In the third embodiment, if the handover request signal 1403 only comprises the information of signal intensities, the base station 203 can actively inform the wireless apparatus 200 via the handover respond signal 1404 to perform the handover operation for adjusting the base stations providing services 208, 209 and 210.
A fourth embodiment of the invention is shown in FIG. 15 which is a handover system 15 conforming to the WiMAX wireless network specification. The system comprises a wireless apparatus 200, a base station 202, a base station 203, a base station 1500 and a handover gateway 204. The fourth embodiment illustrates an example that the base station 203 providing a service 210 is changed to the base station 1500 via the handover operation.
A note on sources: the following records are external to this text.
Issue #164, opened 2021-05-26
"Field" syntax is consumed by OTel collector config loading process


djaglowski:
The OTel collector [automatically expands](https://github.com/open-telemetry/opentelemetry-collector/blob/df76aa36cd124ba4ae1b3d1ac1941155f86ea568/config/configloader/config.go#L515) tokens that appear to be environment variables. (i.e. `$hostname`)

This library's [field](https://github.com/open-telemetry/opentelemetry-log-collection/blob/main/docs/types/field.md#fields) syntax relies heavily on usage of `$resources`, `$attributes`, and `$body`. 

The documented approach to specifying fields does not work. Instead, the `$resources`, `$attributes`, and `$body` tokens are expanded (typically replaced with an empty string).

It is possible to escape the expansion (`$$attributes`), but as a component of the open telemetry project, we would ideally not require users to worry about this.

Fortunately, this usage of `$` in this library was a largely arbitrary decision. I suggest that we should choose an alternate character or mechanism for field syntax.

pmalek-sumo:
I wanted to open an new issue but I thought this is connected somehow:

So my config:

```yaml
  filelog:
    include: [ "**.log" ]
    operators:
      - type: metadata
        id: metadata1
        resource:
          ttt: 'EXPR( $ == "x" ? "asd" : "qwe" )'
      - type: metadata
        id: metadata2
        resource:
          resource2: $resource
      - type: metadata
        id: metadata3
        attributes:
          attribute2: $attributes
```

producing (empty resource and attributes) entries:

```
2021-07-13T18:50:21.161+0200    INFO    loggingexporter/logging_exporter.go:135 LogsExporter    {"#logs": 1}
2021-07-13T18:50:21.161+0200    DEBUG   loggingexporter/logging_exporter.go:141 ResourceLog #0
Resource labels:
     -> ttt: STRING(qwe)
     -> resource2: STRING()
InstrumentationLibraryLogs #0
InstrumentationLibrary
LogRecord #0
Timestamp: 2021-07-13 16:50:21.062134 +0000 UTC
Severity: Undefined
ShortName:
Body: 2021-07-13T18:50:20.995+0200      debug   sumologicextension@v0.27.0/extension.go:281     Heartbeat sent  {"kind": "extension", "name": "sumologic/1"}
Attributes:
     -> file.name: STRING(reg.log)
     -> attribute2: STRING()
```

[...]

PR #364, opened 2022-02-02
Remove '$' from field syntax

djaglowski:
This is a possible resolution to #164. This would be a major breaking change, so if accepted, the timing of a merge should be considered carefully.

---

This library has a construct called 'field', which has the
purpose of providing a concise way to refer to values in a
log record. The special symbol `$` has been used in key
words that refer to top level fields in the log record.
i.e. `$body`, `$attributes`, `$resource`

Additionally, some shorthand notion was supported. Notably,
`$.foo` and `.foo` were equivalent to `$body.foo`.

This change proposes to remove the usage of `$` in field syntax.
The main idea here is that all usages of field syntax MUST
begin with a key word i.e. `body`, `attributes`, `resource`.
With this requirement built in, there is no need to differentiate
between top level fields and arbitrary keys. The distinction is
implicit because the first word is always a top level field and
the remainder are arbitrary nested keys.


djaglowski:
@jsirianni, @pmm-sumo, @rockb1017, please take a look. Any reservations on this approach?

tigrannajaryan:
@dmitryax please have a look. Will our helm chart be affected by this change?

tigrannajaryan:
The change looks good to me. The syntax becomes clearer.

I do not see any downsides to this change, are there any?

pmm-sumo (approved):

pmalek-sumo (commented):
I like the idea of making it more explicit and easier to reason about.

🚀 some nits in `.md` tables

dmitryax:
> @dmitryax please have a look. Will our helm chart be affected by this change?

It will be affected, but we can adopt for this change.

I like the proposal. The syntax seems cleaner now

dmitryax (approved):

rockb1017 (approved):

dmitryax (commented):
LGTM, but should we throw deprecation log warnings?

djaglowski:
> LGTM, but shouldn't we throw deprecation warnings in logs?

Unfortunately, there's not a great way to complain about the deprecated usage because it is processed during unmarshaling, where we don't have a handle to a logger. We could add a flag to the `Field` struct, set it during unmarshaling, and then log every time the field is used in the pipeline, but this seems overkill to me. In my opinion, logging about deprecations is a nice-to-have feature and probably not worth any substantial code changes to do it. If you feel strongly though, I can make the above change, or perhaps you see a better way that I missed. 

Another option is to fully remove support, but to detect the old syntax and return a clear error. This forces migration immediately, but at least would not be ambiguous at all.

dmitryax:
Maybe we can drop the old interface support here but do all the necessary translation from the deprecated format in the collector-contrib? There we can throw all the warning during translation.

djaglowski:
Unfortunately, I don't think unmarshaling in collector-contrib gives us a better opportunity to do this.

djaglowski:
@dmitryax, can you clarify whether you see the lack of deprecation warning as a blocker? 

I do not see a good way to log warnings here or at the collector level, so I would prefer to either error or quietly support the old syntax.

dmitryax:
What if we return an error of a `DeprecationError` type from unmarshal functions? Then contrib can look for that error and throw a warning message to the output with everything else working as usual.

djaglowski:
> What if we return an error of a `DeprecationError` type from unmarshal functions? Then contrib can look for that error and throw a warning message to the output with everything else working as usual.

I liked this idea and gave it a shot, but unfortunately, the `yaml` library does not appear to allow for partial failures like this. Any error returned ultimately triggers a call to [fail](https://github.com/go-yaml/yaml/blob/7649d4548cb53a614db133b2a8ac1f31859dda8c/yaml.go#L259).

dmitryax:
I see, if it's not possible to show a warning, I don't think silently support both versions is useful. Changing the interface right away seems to be a better option then.

dmitryax (approved):

PR #370, opened 2022-02-10
Add ObservedTimestamp to entry

### LINKED ISSUE #367: Add ObservedTimestamp Field
The notion of an Observed Timestamp is a [recent addition to the Logs Data Model](https://github.com/open-telemetry/opentelemetry-specification/pull/2184).

This field should be added to the library and populated automatically as appropriate.
- [ ] Add ObservedTimestamp field to entry.Entry
- [ ] entry.New should initialize ObservedTimestamp, but not Timestamp
- [ ] All usages of Timestamp must be evaluated. (i.e. what happens if not set?)
- [x] Ensure all preexisting assignments to Timestamp are still valid (excepting entry.New initialization)

djaglowski:
Resolves #367 

This is a breaking change because `entry.Timestamp` is no longer initialized by default.

### DIFF
--- a/entry/entry_test.go
+++ b/entry/entry_test.go
@@ -133,9 +133,12 @@ func TestRead(t *testing.T) {
 }
 
 func TestCopy(t *testing.T) {
+	now := time.Now()
+
 	entry := New()
 	entry.Severity = Severity(0)
 	entry.SeverityText = "ok"
+	entry.ObservedTimestamp = now
 	entry.Timestamp = time.Time{}
 	entry.Body = "test"
 	entry.Attributes = map[string]interface{}{"label": "value"}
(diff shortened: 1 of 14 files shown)


tigrannajaryan (commented):
Just to confirm: any existing parsing operation will continue to write to `Timestamp`. If there is no parsing than the `Timestamp` will remain empty. `ObservedTimestamp` will be always initialized to `now` and is not affected by parsers. Is this correct?

djaglowski:
> Just to confirm: any existing parsing operation will continue to write to `Timestamp`. If there is no parsing than the `Timestamp` will remain empty. `ObservedTimestamp` will be always initialized to `now` and is not affected by parsers. Is this correct?

That's exactly correct.

jsirianni (approved):

entry/entry_test.go
```diff
@@ -133,9 +133,12 @@ func TestRead(t *testing.T) {
 }
 
 func TestCopy(t *testing.T) {
+	now := time.Now()
```
jsirianni, line 136: To be consistent:
```suggestion
	now := timeNow()
```

djaglowski: I disagree on this one. `timeNow` only exists for when a timestamp cannot be otherwise controlled. 

Specifically, `entry.New` must set `ObservedTimestamp`. In order to test that this is done, we need to know ahead of time what that timestamp should be. So, `entry.New` calls `timeNow`, which is `time.Now` in production, but can be overridden for specific test cases where the timestamp cannot otherwise be controlled.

An initial state is that services 208 and 210 are provided by the base station 203, and the service 209 is provided by the base station 202. The main base station is the base station 203. In the fourth embodiment, only the different portions as compared to the third embodiment are explained.
The embodiment adds a new base station 1500. Therefore, the operations of the confirmation procedure 205 makes each base station confirm current conditions of each base station as the aforementioned embodiment. The wireless apparatus 200 transmits measurement signals 1501, 1500 and 1503 to detect signal intensities of the base stations 1500, 202 and 203, respectively. The technique for detecting signal intensity is already defined by the WiMAX wireless network specification and thus not repeated here. After obtaining the signal intensity information of each base station, the wireless apparatus 200 can change the base station of providing services according to the signal intensity information of each base station. Consequently, the wireless apparatus 200 transmits a handover request signal 1504 to the base station 203, wherein the handover request signal 1504 comprises the information of wireless network connection intensity, the service bandwidth and the priority of data connection of the wireless apparatus, etc.
After the base station 203 receives the handover request signal 1504, the base station 203 determines whether to accept the request of the handover request signal 1504. The determination method is the same as the third embodiment and is not repeated here. Next, the base station 203 transmits a handover respond signal 1505 to the wireless apparatus 200. The wireless apparatus 200 will determine whether to accept the allocation of the handover respond signal 1505 and transmit a determination signal 1506 to the base station 203 according to the determination result. The allocation procedure and the confirmation procedure after transmitting the determination signal 1506 to the base station 203 are the same as the first embodiment and not repeated here.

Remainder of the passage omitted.